AIM OF THE EXERCISE – Please state how many lines in the records below contain the word "like", giving only the number.

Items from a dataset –
======

PR #124, opened 2017-04-19
Allow standby server initialization to resync the data

carbonin:
This will allow failed primary database servers to be more easily added back to the cluster as standby servers.

When there is existing data in the data directory the console will now prompt the user about if they would like to remove the existing data before continuing with the setup (rather than just failing outright).

https://bugzilla.redhat.com/show_bug.cgi?id=1426718
https://bugzilla.redhat.com/show_bug.cgi?id=1426769

### DIFF
--- a/lib/gems/pending/appliance_console/database_replication_standby.rb
+++ b/lib/gems/pending/appliance_console/database_replication_standby.rb
@@ -13,7 +13,7 @@ module ApplianceConsole
     REGISTER_CMD    = 'repmgr standby register'.freeze
     REPMGRD_SERVICE = 'rh-postgresql95-repmgr'.freeze
 
-    attr_accessor :disk, :standby_host, :run_repmgrd_configuration
+    attr_accessor :disk, :standby_host, :run_repmgrd_configuration, :resync_data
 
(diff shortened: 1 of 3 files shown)


carbonin:
Screenshots on the way.

carbonin:
screenshot from 2017-04-20 15-58-13

After this PR, this is what the whole flow looks like.
Removing WIP.

carbonin:
While testing this change I came across a condition where I tried to bring a failed primary back up as a standby with the same node id that it had as a primary. This works fine until we try to register the node with `repmgr standby register`, which fails.

This means that the replication slot gets created on the primary with the requested node id and the server starts replicating, but repmgr is not set up correctly. I would rather not undo that work if things fail so in a follow-up PR I'll check the primary for the node id we want before doing the sync. If we find it and it isn't active we can `--force` the register if the user confirms the action which should put us in a good state.

This will involve connecting to the primary server to check for the existence of a node with the requested id, but I think that's better than cleaning up the server after the register fails.

carbonin:
Closing in favor of combined PR #126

======

RESPONSE BOX – 2